I did not get guarantees last week, and i made sure not to turn it off for more than 7-8 minutes per hour. I dont doubt those 50 minutes have to be solid. I didnt even have a chance to pee, thinking peeing isnt worth the $20. This week ... **** em.


----------



## The Kid (Dec 10, 2014)

bunnydoodoo said:


> I did not get guarantees last week, and i made sure not to turn it off for more than 7-8 minutes per hour. I dont doubt those 50 minutes have to be solid. I didnt even have a chance to pee, thinking peeing isnt worth the $20. This week ... **** em.


Depends are only $1.50 each!


----------



## Bart McCoy (Nov 4, 2014)

OCBob said:


> I will make this quick. If you start an hour past 50 minutes (say quarter after the hour) then that time is not part of the guarantee and will not work for or against you. With that in mind, wouldn't an hour you start the day 9Am gets you a ping at 9:03 and the ride last until 9:40 with a $28 fare, wouldn't you be inclined to just turn off the app until the top of the hour and start all over again?

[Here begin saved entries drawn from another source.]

PR #98629, opened 2026-08-30
fix(desktop): stop session.info heartbeats re-rendering every tab, and stop replaying approvals against a reaped runtime

Dolverin:
Two related desktop fixes for the same symptom: a multi-tab session that
flickers and eats keystrokes. Both were found by reading this install's own
logs, and the numbers below come from those logs, not from a synthetic repro.

## 1. `session.info` heartbeats published a new state object every time

The backend stamps `model` / `provider` / `cwd` / `fast` / … on **every**
`session.info`, and those arrive in bursts. Each one spread a fresh
`ClientSessionState` into `$sessionStates` — the rendering source for every
mounted session surface — so every burst re-rendered all of them. The cost
scaled with the number of open tabs, which is exactly how the flicker
presented.

`applySessionInfoStatePatch` now returns the **same** state object when all
nine patch fields already match, so an unchanged heartbeat publishes nothing.

This sits on top of `0401e0888`, which fixed the neighbouring stranger's-cwd
flicker in the same file.

## 2. Approval replay never stopped against a reaped runtime

`replayPendingApproval` fires on every `session.info`, and the caller discards
failures with `.catch(() => undefined)`. When the gateway no longer holds a
runtime it answers `4001 "session not found"` and expects the client to resume
the stored session instead — but nothing read that refusal, so a single
detached tab polled `approval.pending` forever.

`logs/gui.log` on this install recorded **5665 refusals at a steady 33-36/min
for ~22h**, each one a gateway-side WARNING, all for the same dead runtime id.

The refusal is now read before it is discarded, and that runtime id stops
being polled. The mark is about the *runtime*, not the conversation: a resume
comes back under a new id, which is not in the set, and `gateway.ready` clears
the set wholesale since a reconnect rebuilds the gateway's runtime map.

`isDetachedSessionRpc` is deliberately narrow (`4001` / "session not found") so
a socket drop or timeout cannot latch a live session out of its recovery — a
regression test pins that.

## Tests

```
vitest run --project ui \
  src/app/session/hooks/use-message-stream/gateway-event/session-info.test.ts \
  src/store/prompts.test.ts

Test Files  2 passed (2)
     Tests  22 passed (22)
```

`npm run typecheck` clean (all three tsconfigs).

The identity regression test is red without the first fix and green with it.

### DIFF
--- a/apps/desktop/src/app/session/hooks/use-message-stream/gateway-event/index.ts
+++ b/apps/desktop/src/app/session/hooks/use-message-stream/gateway-event/index.ts
@@ -10,7 +10,7 @@ import {
 import { reconcileSessionCompacting } from '@/store/compaction'
 import { $gateway, activeGatewayConnectionId } from '@/store/gateway'
 import { $activeGatewayProfile, normalizeProfileKey } from '@/store/profile'
-import { replayPendingApproval } from '@/store/prompts'
+import { forgetDetachedApprovalSessions, replayPendingApproval } from '@/store/prompts'
 import { setSessionProviderWait } from '@/store/provider-wait'
 import { setSessionDraftingTool } from '@/store/tool-drafting'
 import type { RpcEvent } from '@/types/hermes'
@@ -194,6 +194,12 @@ export function useGatewayEventHandler(deps: GatewayEventDeps) {
       }
 
       const isActiveEvent = !!sessionId && sessionId === activeSessionIdRef.current
+
+      // A reconnect rebuilds the gateway's runtime map, so every runtime we
+      // had written off as detached deserves one more look.
+      if (event.type === 'gateway.ready') {
+        forgetDetachedApprovalSessions()
+      }
 
       const replaySessionId = approvalReplaySessionId(event.type, activeSessionIdRef.current, sessionId)
 
--- a/apps/desktop/src/app/session/hooks/use-message-stream/gateway-event/session-info.test.ts
+++ b/apps/desktop/src/app/session/hooks/use-message-stream/gateway-event/session-info.test.ts
@@ -1,5 +1,7 @@
 import { afterEach, beforeEach, describe, expect, it, vi } from 'vitest'
 
+import type { ClientSessionState } from '@/app/types'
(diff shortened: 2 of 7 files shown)


Dolverin:
CI is red on one test, and I believe it is a flake rather than this PR. I
cannot re-run the job myself (no admin rights on this repo), so here is the
evidence for whoever can:

**The failure**

```
FAIL  ui  src/app/settings/gateway-settings.test.tsx > GatewaySettings
          > loads the machine-level connection config (no profile scoping)
Error: Test timed out in 15000ms.
 ❯ src/app/settings/gateway-settings.test.tsx:39:3

Test Files  1 failed | 682 passed (683)
     Tests  1 failed | 6756 passed (6757)
```

**Why it is unrelated to this branch**

1. It is a *timeout*, not an assertion. The test body is
   `await import('./gateway-settings')`, and that run reported
   `import 1298.04s` / `environment 674.63s` against a 15s per-test limit —
   the runner was heavily loaded.
2. There is no import path from anything this PR touches.
   `gateway-settings.tsx` imports none of the changed modules
   (`gateway-event/index.ts`, `session-info.ts`, `use-message-stream/utils.ts`,
   `lib/gateway-rpc.ts`, `store/prompts.ts`), and the test file mocks its own
   dependencies.
3. It passes on this branch locally:

```
npx vitest run --project ui src/app/settings/gateway-settings.test.tsx
Test Files  1 passed (1)
     Tests  1 passed (1)
  Duration  10.24s
```

4. `check:lint` (typecheck + eslint) passed in the same CI run, and passes
   locally: 0 errors, and none of the 124 pre-existing warnings are in files
   this PR touches.

A re-run should clear it. If the test is flaky more broadly, raising its
timeout or pre-importing the module would be a separate change — happy to
open one if that is wanted.

OutThisLife:
Superseded by #99891.

That salvage keeps the `session.info` same-object publish and the approval-replay backoff, and uses the shared `runtime-gone` latch instead of a private `detachedApprovalSessions` set.

You're credited via `Co-authored-by`. Thanks for the heartbeat identity fix.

yes this would work if the ride ended at 9:50,but you said the ride ended at 9:40. if you turned off the app right after at 9:41, you would be disqualified
also trying to turn the app off at exactly 9:50 would still be risky because it might be 9:49 on their end and you just screwed yourself of a $26 gurantee by 1 minute


----------



## The Kid (Dec 10, 2014)

Bart McCoy said:


> yes this would work if the ride ended at 9:50,but you said the ride ended at 9:40. if you turned off the app right after at 9:41, you would be disqualified
> also trying to turn the app off at exactly 9:50 would still be risky because it might be 9:49 on their end and you just screwed yourself of a $26 gurantee by 1 minute


He made more than the guarantee, so go offline before :50 so that hour won't count toward the guarantee calculations.


----------



## LAuberX (Jun 3, 2014)

Hold the phone in one hand piss with the other.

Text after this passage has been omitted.